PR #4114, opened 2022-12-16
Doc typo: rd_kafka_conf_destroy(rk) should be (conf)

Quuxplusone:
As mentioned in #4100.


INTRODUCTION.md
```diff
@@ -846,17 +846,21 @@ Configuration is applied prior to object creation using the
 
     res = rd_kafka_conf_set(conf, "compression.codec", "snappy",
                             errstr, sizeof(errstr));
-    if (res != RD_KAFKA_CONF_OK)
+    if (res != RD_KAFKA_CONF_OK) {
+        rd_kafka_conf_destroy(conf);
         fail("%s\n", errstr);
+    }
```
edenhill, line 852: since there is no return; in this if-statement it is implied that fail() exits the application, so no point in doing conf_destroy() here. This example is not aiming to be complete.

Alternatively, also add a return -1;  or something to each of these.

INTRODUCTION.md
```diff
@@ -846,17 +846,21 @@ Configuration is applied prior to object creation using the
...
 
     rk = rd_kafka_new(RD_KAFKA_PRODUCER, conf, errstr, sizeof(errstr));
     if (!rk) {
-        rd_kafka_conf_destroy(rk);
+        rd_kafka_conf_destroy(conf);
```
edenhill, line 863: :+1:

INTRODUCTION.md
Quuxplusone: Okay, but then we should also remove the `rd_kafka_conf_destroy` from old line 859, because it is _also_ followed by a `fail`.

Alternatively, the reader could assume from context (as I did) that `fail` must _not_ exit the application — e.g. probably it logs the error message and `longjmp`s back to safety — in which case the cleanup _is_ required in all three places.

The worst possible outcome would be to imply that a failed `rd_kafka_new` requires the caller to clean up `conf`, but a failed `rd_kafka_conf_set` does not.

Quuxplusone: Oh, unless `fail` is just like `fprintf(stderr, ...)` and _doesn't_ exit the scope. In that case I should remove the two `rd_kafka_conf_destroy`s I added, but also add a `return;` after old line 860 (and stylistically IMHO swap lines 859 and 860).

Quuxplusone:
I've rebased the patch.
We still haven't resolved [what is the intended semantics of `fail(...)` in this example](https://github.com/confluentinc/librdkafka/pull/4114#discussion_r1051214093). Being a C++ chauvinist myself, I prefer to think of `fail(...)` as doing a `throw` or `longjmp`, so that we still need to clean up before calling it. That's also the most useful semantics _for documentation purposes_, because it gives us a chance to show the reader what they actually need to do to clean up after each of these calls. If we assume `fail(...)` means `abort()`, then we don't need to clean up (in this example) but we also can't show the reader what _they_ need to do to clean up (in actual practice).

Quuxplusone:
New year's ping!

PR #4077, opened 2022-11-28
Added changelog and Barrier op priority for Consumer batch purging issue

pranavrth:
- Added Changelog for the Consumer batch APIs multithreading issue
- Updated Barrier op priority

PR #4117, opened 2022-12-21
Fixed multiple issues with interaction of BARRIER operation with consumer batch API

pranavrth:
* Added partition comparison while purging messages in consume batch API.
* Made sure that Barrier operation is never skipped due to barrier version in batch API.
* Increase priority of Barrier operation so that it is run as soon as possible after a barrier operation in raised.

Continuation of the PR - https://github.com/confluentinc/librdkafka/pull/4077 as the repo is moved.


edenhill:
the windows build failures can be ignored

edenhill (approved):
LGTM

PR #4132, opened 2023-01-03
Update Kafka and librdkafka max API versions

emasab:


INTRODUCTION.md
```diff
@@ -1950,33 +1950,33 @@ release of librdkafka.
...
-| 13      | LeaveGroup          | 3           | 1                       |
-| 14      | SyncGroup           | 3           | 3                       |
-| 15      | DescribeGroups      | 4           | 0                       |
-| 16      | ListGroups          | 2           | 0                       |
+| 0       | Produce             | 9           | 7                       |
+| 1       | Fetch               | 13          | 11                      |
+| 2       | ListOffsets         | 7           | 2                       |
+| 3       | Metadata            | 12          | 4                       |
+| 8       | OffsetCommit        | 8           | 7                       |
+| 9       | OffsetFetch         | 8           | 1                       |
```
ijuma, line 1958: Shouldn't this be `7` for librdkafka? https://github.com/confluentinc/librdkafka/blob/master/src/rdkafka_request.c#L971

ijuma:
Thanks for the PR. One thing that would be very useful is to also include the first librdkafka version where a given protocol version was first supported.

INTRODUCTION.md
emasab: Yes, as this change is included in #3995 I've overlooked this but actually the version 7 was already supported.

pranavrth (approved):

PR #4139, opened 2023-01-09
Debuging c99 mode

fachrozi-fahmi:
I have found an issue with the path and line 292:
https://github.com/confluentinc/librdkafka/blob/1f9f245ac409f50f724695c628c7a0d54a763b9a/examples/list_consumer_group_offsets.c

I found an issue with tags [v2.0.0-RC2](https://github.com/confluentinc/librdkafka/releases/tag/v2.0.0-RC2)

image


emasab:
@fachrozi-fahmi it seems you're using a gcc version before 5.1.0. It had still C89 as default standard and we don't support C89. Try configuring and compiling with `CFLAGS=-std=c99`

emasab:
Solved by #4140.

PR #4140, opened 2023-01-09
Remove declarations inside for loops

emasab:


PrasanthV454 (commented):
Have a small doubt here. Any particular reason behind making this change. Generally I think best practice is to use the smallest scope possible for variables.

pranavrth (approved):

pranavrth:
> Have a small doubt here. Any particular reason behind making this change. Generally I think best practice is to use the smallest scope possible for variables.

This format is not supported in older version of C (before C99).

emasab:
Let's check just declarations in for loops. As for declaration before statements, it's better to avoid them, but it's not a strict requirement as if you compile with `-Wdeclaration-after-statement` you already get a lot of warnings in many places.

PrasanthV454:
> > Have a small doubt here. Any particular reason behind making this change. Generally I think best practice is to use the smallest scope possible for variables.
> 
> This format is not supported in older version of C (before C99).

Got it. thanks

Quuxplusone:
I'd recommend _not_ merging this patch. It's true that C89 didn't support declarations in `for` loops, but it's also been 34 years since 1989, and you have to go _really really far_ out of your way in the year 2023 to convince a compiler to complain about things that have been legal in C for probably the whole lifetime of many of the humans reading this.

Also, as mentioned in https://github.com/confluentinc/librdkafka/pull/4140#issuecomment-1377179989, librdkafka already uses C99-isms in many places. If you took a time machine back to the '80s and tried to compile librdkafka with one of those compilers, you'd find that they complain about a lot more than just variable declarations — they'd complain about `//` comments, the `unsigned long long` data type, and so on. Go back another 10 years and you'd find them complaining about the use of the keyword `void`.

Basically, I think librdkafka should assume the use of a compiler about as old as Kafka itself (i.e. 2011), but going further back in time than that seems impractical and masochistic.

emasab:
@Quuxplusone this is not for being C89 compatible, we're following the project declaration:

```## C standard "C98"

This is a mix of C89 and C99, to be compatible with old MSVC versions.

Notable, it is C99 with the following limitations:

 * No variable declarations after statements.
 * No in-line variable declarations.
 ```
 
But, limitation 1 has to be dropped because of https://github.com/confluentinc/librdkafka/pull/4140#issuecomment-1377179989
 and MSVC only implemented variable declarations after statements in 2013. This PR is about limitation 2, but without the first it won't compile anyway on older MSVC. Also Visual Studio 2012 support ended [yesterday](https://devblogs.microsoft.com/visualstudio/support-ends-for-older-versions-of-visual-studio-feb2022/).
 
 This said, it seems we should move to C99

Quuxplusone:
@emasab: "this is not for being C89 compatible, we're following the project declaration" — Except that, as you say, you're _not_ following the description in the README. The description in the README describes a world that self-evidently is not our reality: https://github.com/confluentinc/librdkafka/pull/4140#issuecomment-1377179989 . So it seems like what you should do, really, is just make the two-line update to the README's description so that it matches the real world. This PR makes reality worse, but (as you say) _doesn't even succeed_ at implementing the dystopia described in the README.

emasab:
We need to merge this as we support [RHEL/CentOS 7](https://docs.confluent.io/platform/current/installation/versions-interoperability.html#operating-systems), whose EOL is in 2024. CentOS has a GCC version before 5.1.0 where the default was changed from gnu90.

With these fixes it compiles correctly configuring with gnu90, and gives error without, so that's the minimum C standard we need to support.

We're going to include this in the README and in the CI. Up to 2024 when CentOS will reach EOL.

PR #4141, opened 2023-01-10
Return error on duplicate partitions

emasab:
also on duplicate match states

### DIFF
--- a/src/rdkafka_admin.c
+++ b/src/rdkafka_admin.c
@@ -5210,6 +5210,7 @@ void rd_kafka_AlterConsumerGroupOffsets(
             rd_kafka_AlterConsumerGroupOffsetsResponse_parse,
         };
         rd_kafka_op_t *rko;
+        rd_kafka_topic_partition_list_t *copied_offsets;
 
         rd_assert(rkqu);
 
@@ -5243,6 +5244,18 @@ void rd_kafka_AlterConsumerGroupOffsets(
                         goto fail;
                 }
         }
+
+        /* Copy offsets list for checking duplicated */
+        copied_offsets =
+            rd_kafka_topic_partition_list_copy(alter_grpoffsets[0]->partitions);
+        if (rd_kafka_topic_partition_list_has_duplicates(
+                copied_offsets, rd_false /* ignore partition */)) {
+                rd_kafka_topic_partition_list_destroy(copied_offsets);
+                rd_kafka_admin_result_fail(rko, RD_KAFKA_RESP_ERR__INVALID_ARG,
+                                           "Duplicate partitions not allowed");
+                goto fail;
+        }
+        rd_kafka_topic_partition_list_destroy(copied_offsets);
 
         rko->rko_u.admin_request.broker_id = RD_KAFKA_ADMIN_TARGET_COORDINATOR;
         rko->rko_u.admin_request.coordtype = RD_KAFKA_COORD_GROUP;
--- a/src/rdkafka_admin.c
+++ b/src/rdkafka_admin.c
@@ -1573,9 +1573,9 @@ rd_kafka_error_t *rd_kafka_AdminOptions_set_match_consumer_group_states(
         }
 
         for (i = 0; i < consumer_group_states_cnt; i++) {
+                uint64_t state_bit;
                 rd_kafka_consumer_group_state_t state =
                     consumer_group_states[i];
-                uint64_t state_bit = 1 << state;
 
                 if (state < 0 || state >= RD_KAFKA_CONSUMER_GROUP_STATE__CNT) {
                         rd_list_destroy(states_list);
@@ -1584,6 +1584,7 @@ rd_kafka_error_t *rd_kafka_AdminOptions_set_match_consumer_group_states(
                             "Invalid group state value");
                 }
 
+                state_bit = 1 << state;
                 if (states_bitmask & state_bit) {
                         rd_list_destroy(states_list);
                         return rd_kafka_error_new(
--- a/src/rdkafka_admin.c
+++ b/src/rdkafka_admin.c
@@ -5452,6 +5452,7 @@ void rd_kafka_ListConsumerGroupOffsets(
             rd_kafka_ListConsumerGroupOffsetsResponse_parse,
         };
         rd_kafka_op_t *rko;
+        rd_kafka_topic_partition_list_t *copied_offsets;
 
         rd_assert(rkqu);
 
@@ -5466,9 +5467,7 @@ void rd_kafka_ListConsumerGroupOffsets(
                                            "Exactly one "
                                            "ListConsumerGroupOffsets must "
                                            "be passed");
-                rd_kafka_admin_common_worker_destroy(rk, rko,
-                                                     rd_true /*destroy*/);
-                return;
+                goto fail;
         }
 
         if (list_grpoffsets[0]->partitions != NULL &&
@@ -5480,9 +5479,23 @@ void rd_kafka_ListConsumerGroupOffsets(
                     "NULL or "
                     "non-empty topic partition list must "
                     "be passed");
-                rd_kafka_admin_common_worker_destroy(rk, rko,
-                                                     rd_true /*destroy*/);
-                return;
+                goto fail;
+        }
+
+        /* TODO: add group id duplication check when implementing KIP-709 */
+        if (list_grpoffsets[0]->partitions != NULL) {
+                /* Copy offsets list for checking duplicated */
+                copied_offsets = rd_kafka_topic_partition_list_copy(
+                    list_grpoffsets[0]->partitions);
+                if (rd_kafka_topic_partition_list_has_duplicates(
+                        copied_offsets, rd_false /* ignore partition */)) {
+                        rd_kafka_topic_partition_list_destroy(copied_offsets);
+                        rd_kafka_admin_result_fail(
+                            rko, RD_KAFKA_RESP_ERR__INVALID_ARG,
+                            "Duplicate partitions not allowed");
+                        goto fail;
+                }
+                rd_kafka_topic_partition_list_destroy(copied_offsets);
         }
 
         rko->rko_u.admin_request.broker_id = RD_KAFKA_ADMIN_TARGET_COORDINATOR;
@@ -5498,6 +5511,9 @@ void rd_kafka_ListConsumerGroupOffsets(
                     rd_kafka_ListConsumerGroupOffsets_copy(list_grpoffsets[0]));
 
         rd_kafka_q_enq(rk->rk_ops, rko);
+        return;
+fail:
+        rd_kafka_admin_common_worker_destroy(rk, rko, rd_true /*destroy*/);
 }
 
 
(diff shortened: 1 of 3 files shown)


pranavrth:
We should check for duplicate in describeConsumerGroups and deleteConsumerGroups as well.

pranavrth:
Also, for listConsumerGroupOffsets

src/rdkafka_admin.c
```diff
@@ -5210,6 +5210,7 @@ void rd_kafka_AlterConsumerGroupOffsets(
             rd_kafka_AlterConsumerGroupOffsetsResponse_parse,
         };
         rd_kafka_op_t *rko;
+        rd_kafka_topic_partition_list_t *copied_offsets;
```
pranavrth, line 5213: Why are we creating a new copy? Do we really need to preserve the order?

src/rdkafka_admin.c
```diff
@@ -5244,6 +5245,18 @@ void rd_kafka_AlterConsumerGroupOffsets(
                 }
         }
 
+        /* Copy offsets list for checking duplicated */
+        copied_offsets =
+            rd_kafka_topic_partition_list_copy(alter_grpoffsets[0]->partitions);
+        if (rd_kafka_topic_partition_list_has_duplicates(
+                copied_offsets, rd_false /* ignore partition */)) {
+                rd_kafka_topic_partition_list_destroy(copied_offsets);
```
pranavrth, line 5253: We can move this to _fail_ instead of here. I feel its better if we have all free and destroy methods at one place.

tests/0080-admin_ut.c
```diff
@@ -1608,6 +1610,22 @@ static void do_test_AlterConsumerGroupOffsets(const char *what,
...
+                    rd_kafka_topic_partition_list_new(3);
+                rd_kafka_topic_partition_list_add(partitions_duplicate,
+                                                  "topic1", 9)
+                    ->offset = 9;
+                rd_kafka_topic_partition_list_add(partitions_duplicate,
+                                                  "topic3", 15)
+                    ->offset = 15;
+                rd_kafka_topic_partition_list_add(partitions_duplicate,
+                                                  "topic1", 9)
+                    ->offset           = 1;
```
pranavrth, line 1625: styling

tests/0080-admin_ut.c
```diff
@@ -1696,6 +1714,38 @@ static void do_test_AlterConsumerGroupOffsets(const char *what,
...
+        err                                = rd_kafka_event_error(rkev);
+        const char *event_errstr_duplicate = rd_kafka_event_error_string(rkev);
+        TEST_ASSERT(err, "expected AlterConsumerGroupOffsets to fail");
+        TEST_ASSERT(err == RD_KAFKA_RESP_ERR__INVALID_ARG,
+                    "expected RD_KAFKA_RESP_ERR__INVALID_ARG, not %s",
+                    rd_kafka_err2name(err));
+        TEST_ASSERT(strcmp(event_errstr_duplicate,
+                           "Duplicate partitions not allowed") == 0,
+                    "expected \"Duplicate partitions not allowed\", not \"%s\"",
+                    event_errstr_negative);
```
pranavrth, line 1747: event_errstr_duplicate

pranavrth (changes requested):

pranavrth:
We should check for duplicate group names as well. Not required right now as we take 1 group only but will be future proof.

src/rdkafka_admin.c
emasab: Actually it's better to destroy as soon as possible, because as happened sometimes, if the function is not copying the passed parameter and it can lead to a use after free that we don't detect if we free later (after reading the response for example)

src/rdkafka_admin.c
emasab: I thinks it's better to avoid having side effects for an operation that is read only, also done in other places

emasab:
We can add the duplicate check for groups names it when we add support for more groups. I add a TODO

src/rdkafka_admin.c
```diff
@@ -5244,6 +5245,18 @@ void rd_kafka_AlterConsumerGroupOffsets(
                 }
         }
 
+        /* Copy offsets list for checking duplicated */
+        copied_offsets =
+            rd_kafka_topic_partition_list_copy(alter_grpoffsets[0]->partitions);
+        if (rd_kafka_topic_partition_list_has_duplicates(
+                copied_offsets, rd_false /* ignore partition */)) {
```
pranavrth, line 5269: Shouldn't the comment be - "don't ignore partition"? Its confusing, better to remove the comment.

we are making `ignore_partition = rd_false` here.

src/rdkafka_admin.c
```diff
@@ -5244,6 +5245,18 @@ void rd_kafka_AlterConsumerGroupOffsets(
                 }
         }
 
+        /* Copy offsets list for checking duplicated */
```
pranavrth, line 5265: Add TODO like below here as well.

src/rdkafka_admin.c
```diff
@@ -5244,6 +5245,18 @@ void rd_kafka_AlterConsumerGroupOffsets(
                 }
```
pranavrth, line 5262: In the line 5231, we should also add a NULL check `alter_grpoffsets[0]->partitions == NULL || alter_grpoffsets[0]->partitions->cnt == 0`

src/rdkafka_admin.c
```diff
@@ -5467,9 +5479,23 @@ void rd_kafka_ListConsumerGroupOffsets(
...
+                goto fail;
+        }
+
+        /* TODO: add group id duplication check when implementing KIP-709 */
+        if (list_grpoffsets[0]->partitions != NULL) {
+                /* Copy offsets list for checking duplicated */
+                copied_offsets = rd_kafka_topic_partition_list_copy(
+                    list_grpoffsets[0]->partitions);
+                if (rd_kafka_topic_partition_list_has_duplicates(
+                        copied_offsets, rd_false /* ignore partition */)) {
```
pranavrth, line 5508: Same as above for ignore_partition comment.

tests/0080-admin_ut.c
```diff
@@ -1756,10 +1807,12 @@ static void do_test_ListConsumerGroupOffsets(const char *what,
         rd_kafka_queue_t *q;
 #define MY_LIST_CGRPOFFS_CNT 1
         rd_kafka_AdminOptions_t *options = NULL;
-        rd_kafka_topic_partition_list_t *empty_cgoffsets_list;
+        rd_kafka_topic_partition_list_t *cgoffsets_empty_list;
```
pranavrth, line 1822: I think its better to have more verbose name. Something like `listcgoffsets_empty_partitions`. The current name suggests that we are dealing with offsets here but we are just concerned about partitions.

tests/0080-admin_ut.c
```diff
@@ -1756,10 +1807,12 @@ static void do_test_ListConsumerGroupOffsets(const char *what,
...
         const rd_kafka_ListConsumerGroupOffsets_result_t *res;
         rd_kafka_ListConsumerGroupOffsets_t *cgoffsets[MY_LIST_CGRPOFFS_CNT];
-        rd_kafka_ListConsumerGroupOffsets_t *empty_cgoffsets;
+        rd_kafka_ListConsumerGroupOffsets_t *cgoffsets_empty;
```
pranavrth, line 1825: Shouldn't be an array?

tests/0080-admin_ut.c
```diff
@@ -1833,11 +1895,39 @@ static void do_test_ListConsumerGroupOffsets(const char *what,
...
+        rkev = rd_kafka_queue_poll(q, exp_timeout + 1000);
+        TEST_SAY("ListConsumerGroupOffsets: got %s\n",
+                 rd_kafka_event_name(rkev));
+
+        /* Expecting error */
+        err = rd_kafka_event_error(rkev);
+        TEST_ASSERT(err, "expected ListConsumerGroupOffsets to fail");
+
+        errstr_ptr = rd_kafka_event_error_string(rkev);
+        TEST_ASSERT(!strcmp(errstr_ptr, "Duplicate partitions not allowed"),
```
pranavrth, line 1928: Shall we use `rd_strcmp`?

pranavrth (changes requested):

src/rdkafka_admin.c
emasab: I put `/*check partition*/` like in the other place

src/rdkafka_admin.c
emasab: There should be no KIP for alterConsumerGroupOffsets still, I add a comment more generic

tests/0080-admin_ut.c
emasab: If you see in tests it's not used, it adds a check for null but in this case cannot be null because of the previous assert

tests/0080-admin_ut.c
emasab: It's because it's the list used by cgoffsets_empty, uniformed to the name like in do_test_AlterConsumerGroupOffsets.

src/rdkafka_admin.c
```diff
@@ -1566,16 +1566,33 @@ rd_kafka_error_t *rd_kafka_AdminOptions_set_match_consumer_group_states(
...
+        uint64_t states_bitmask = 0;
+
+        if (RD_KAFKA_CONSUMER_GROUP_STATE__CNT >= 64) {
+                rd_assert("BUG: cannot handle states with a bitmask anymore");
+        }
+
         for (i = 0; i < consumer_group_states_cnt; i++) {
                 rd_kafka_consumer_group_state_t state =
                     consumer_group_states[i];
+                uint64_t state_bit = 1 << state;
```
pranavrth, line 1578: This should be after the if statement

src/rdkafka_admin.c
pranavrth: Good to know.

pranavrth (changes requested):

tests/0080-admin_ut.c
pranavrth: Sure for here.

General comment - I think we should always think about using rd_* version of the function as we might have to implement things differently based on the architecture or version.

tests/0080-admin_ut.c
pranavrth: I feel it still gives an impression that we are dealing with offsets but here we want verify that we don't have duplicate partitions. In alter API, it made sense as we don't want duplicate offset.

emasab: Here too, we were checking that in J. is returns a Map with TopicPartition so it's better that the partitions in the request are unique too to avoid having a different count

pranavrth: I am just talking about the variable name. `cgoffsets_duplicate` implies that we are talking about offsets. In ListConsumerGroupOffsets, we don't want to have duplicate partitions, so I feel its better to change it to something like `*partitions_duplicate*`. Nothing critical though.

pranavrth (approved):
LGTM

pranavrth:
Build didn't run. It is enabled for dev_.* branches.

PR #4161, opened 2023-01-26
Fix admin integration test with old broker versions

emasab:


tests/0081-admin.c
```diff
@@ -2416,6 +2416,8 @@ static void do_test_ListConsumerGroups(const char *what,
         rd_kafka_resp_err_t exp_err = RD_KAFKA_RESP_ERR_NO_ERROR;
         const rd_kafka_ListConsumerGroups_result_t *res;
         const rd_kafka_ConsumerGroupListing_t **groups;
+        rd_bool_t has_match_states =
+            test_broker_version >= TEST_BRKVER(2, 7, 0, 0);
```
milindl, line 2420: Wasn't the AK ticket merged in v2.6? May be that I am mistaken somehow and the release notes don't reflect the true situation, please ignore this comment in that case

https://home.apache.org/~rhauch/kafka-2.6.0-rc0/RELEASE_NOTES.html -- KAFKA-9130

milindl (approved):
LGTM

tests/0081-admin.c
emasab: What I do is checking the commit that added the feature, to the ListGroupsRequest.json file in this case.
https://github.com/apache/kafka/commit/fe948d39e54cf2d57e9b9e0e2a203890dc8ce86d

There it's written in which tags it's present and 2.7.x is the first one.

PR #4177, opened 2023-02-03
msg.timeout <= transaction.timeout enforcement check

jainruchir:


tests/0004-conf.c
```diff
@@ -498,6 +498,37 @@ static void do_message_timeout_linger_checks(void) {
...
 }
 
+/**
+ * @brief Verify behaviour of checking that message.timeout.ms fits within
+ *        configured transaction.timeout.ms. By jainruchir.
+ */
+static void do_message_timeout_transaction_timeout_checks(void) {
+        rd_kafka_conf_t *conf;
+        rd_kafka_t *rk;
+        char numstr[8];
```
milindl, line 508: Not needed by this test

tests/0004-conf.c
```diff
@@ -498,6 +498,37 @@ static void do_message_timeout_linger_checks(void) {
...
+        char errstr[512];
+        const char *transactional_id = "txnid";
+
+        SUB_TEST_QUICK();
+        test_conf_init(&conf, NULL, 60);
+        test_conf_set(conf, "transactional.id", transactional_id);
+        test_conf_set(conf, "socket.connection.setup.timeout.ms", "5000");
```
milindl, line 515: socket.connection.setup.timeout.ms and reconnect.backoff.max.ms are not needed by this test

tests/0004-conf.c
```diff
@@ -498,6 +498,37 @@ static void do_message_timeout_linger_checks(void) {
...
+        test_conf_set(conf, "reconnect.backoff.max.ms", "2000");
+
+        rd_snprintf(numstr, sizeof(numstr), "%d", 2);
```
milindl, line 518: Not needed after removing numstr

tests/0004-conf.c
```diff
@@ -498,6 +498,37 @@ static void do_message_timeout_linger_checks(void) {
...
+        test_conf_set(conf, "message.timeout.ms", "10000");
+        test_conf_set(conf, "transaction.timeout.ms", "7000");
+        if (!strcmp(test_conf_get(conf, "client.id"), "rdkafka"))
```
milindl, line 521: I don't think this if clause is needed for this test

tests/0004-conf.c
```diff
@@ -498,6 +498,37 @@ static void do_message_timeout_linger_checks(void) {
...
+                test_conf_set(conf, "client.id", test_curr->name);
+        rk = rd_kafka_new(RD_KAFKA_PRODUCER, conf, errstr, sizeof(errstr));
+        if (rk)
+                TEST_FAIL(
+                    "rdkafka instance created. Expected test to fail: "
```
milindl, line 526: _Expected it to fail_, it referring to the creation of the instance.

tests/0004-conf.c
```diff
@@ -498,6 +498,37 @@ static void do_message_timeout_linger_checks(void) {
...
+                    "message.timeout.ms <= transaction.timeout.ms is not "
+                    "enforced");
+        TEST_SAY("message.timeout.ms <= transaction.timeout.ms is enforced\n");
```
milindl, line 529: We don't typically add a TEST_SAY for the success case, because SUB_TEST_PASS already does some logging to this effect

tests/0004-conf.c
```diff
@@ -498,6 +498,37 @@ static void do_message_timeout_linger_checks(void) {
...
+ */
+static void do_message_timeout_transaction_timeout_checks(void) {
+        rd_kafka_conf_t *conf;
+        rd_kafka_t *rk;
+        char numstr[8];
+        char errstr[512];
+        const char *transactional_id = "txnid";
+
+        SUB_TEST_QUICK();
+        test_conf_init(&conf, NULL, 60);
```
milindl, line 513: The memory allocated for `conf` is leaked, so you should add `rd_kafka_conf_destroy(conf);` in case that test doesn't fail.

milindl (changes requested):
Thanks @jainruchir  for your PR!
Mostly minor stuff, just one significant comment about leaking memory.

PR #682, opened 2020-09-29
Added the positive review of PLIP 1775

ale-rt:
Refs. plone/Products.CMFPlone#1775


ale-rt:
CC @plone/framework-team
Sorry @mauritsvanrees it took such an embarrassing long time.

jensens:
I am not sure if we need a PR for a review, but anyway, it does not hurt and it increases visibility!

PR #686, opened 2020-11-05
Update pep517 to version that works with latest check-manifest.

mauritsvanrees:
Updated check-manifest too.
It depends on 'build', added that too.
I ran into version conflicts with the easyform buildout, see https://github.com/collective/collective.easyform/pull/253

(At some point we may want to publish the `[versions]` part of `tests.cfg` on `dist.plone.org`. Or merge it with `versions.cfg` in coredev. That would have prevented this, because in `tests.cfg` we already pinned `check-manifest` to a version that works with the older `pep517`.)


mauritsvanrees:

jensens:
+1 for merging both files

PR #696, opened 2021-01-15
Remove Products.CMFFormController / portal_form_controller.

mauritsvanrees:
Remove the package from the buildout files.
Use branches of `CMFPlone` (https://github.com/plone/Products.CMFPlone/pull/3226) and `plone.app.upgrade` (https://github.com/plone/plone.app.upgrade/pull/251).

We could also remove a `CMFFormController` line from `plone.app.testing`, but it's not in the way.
───
Copy every line in the data above that has the string "rkev" in it.

▸ **Answer area**:
+        err                                = rd_kafka_event_error(rkev);
+        const char *event_errstr_duplicate = rd_kafka_event_error_string(rkev);
+        rkev = rd_kafka_queue_poll(q, exp_timeout + 1000);
+                 rd_kafka_event_name(rkev));
+        err = rd_kafka_event_error(rkev);
+        errstr_ptr = rd_kafka_event_error_string(rkev);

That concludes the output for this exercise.